It should be noted that this controller configuration is untunable. At the very least, it is essential that one can see how the proportional action reacts to setpoint changes. Fortunately, most manufacturers (but not all) that supply the I-PD controller (generally as their default controller), allow one to at least change it to a PI-D configuration. The manufacturers probably did this not with the thought of tuning in mind, but in recognition of the fact that the secondary controller in a cascade control system could not operate properly without at least the P action.

In conclusion, we can summarise the various points discussed about the derivative term as follows:

• It is only useful on slow, self-regulating processes with multiple first-order lags and integrating processes with a large lag.

• The derivative filter should be placed before the derivative block only, and the value of its coefficient should be between 0,125 and 0,25.

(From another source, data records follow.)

PR #90, opened 2019-02-13
Update Grpc dependencies

JamesNK:
Use dependencies with build number to avoid cache issues.


JamesNK:
And delete a leftover file from merging.

JamesNK:
CI is failing and the logs aren't providing any information why 🤷‍♂️

JunTaoLuo:
Hmm looks like the `read` command in the get-grpc.sh script was exiting with an error code. I'm not sure why but adding a new line in the file seems to fix it. I'll check the sh and ps1 scripts and cross-usage between them. But for now this is unblocked.

davidfowl:
I wonder if we can use the maestro bot to update these automagically? @JunTaoLuo something to look into or maybe we don't need it because it won't change that much?

JunTaoLuo:
If it become a frequent enough issue we'll look into better automation.

PR #93, opened 2019-02-14
interop server: support secure connections

jtattermusch:
- import test creds normally used for interop testing
- support `--port` and `--use_tls` cmdline args.


testassets/InteropTestsWebsite/Resources.cs
```diff
@@ -0,0 +1,48 @@
...
+using System.IO;
+
+namespace InteropTestsWebsite
+{
+    public static class Resources
+    {
+        public static string CertDir = Path.Combine(GetSolutionDirectory(), "testassets/InteropTestsWebsite", "Certs");
+        public static string ServerPFXPath = Path.Combine(CertDir, "server1.pfx");
+
+        private static string GetSolutionDirectory()
```
jtattermusch: logic copied from examples for now, but I think a want to use a simple way.

testassets/InteropTestsWebsite/Program.cs
```diff
@@ -29,16 +31,29 @@ public static void Main(string[] args)
...
-        public static IWebHostBuilder CreateWebHostBuilder(string[] args) =>
-            WebHost.CreateDefaultBuilder(args)
-                .ConfigureKestrel(options =>
+        public static IWebHostBuilder CreateWebHostBuilder(string[] args)
+        {
+            var builder = WebHost.CreateDefaultBuilder(args);
+
+            // Support --port and --use_tls cmdline arguments normally supported
+            // by gRPC interop servers.
+            int port = int.Parse(builder.GetSetting("port") ?? "50052");
```
jtattermusch: not really proud of this, but it works. Is there a more idiomatic way? :-)

JunTaoLuo: [Command line configuration](https://docs.microsoft.com/en-us/aspnet/core/fundamentals/configuration/?view=aspnetcore-2.2#command-line-configuration-provider)! This is added by default by the WebHost.CreateDefaultBuilder.

testassets/InteropTestsWebsite/Certs/ca.pem
```diff
@@ -0,0 +1,15 @@
+-----BEGIN CERTIFICATE-----
```
JunTaoLuo: Maybe we can use these certs for the examples as well. Less duplication and infrastructure.

testassets/InteropTestsWebsite/Resources.cs
JunTaoLuo: Yea, duplication is always undesired, not a big deal though.

JamesNK: I'm not a fan of this way of referencing certs. Is there a reason why we have this pattern?

I'd prefer that we include the certs are content in the project, copy them to the output directory on build and reference them there.

Should change this both for the samples and the interop test site.

testassets/InteropTestsWebsite/Program.cs
JunTaoLuo: Something like 
```c#
                .ConfigureKestrel((context, options) =>
                {
                    context.Configuration.GetValue<int>("port");
                    ...
                }
```

testassets/InteropTestsWebsite/Resources.cs
JunTaoLuo: I recall trying this when I set this up but I didn't get it to work. Copying to the output directory means the files will be in the `bin/Debug/netcoreapp3.0` folder. However, when you invoke `dotnet run`, the root directory is set to the project directory, which means you need to include `bin/Debug/netcoreapp3.0` in your path to the certificate file. We found that resolving the full path more robust (against Debug/Release for example). 

Is there any new csproj mechanisms that I'm not aware of that can make this work?

JamesNK: Lets keep going with this for now Because We Know It Works, and clean it up later.

JamesNK: https://github.com/grpc/grpc-dotnet/issues/94

testassets/InteropTestsWebsite/Certs/ca.pem
jtattermusch: sg, let's address in a follow up PR?

testassets/InteropTestsWebsite/Program.cs
jtattermusch: Done. Thanks for help!

jtattermusch:
I think this should be good to merge. PTAL.

testassets/InteropTestsWebsite/Program.cs
```diff
@@ -16,9 +16,12 @@
 
 #endregion
 
+using System.Runtime.InteropServices;
+
```
JamesNK: nit: remove extra line

Issue #80, opened 2019-02-08
Improve functional test readability


JunTaoLuo:
Comment: https://github.com/grpc/grpc-dotnet/pull/79#discussion_r255013018.

This looks like a worthwhile suggestion but we'll need to add a bit of infrastructure to support.

dhhoang:
I think this can be done by setting up a `TestServer` that maps grpc methods to lambda function as the arrange phase in the test method rather than having one static server. 
This is probably less efficient but that shouldn't matter too much?
Is this up-for-grabs? I'd like to send a PR.

jtattermusch:
Looks like #105 has established a nice way to define the handlers used in testing directly in the test case method, but we haven't really converted the existing tests to use this approach.
(we have a bunch of "overloads" of SayHello defined here: https://github.com/grpc/grpc-dotnet/blob/2c2f93ac6773085466baef79e8f8dde0e8536c48/testassets/Proto/greet.proto#L24 and most of them seem to be only used once). Are we planning to do some test refactoring to make the tests more readable?

PR #95, opened 2019-02-15
Improve functional test

dhhoang:
Hi, in this PR I'd like to introduce an approach to address #80 .
The idea is to expand `MapGrpcService` to allow services to be registered using custom service creation and dispose functions: 
```csharp
public static IEndpointConventionBuilder MapGrpcService<TService>(
            this IEndpointRouteBuilder builder,
            Func<IServiceProvider, TService> createService,
            Action<TService> releaseService = null) where TService : class
```
Services registered with this method would bypass the lifecycle managed by `IGrpcServiceActivator` and instead invoke these functions on creation/release. Functional test methods can then create an ASP.NET core `TestServer` as part of the arrange phase and providing custom service implementation (either some test implementation or mocked objects)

• A controller should be configurable to allow one to choose all three actions on setpoint change, viz. PID, PI-D and I-PD.


About Michael Brown

Michael Brown is a specialist in control loop optimisation, with many years of experience in process control instrumentation. His main activities are consulting, and teaching practical control loop analysis and optimisation. He now presents courses and performs optimisation over the internet.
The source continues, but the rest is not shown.